Daniel Kahneman, who won the 2002 Nobel Memorial Prize in Economic Sciences for his work on the psychology of decision making, challenged social psychologists in a 2012 e-mail message about research on priming, the phenomenon where exposure to a stimulus increases sensitivity to a later stimulus:
For all these reasons, right or wrong, your field is now the poster child for doubts about the integrity of psychological research. Your problem is not with the few people who have actively challenged the validity of some priming results. It is with the much larger population of colleagues who in the past accepted your surprising results as facts when they were published. These people have now attached a question mark to the field, and it is your responsibility to remove it. (Kahneman, 2012)
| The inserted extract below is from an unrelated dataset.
Issue #2539, opened 2021-08-06
Improve validation of Singpass/Corppass relay state


mantariksh:
1. At the point where the relay state is handed back to the /singpass/login and /corppass/login endpoints, the `formId` should be validated to be a valid MongoDB ObjectID the moment it is parsed. Currently the validation is very loose, and it only happens to be validated when we attempt to retrieve the form by its ID.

Estimating a Range of Financial Costs of Research Misconduct and DRPs
From this discussion and the existing evidence, it is possible to develop a reasonable range of the estimated costs borne by the research enterprise and the broader society due to research misconduct and DRPs. For example, the analysis discussed above estimated that confirmed cases of research misconduct directly affected about one-tenth of one percent of NIH extramural funding over the 1992-2012 period, implying an annual total of about $30 million for one agency if this relationship were to continue going forward. To this, one could add the cost of supporting work that is confirmed to be falsified or fabricated work by other federal agencies and the private sector, the cost of supporting falsified or fabricated work that is never investigated by all funders, and the indirect costs of supporting research to extend this fraudulent work. The cost of institutional investigations is estimated at $110 million per year (Michalek et al., 2010). Taking these various costs into account, a total of several hundred million dollars a year would be a reasonable, conservative estimate of the direct financial costs of research misconduct.
Indirect costs such as those arising from negative public health impacts that fabricated and falsified research contribute to, discussed above, should also be
included. The historical case of the tobacco industry and the more recent case of vaccines illustrate that these costs may run into the millions or even billions of dollars over a period of years in particular cases when the public is misinformed on important health issues. The costs of years of incorrect treatment given to thousands or even millions of patients and the costs of accumulating new knowledge to develop correct treatments, as illustrated by the Reuben and Poldermans cases, should also be considered.
DRPs also impose costs on the research enterprise. The financial costs of DRPs in the form of funding for research that does not produce reliable knowledge may be even larger than the analogous costs of research misconduct. There is much still to be learned about irreproducibility in research, including the extent to which DRPs are implicated and how significant a problem it is in fields other those where it is being actively examined such as biomedical research and social psychology.
Another consideration is the international nature of costs and consequences. This discussion focuses on the costs and consequences for the United States, but the Wakefield case shows that misconduct or DRPs committed elsewhere in the world can impose significant costs on U.S. patients and communities. The reverse is true as well.
Clearly, the costs of research misconduct and DRPs are currently difficult to estimate. From the above discussion, and taking into account estimates of several categories of costs, several hundred million dollars in annual costs within the United States is a reasonable lower bound, and the total may be as high as several billion dollars.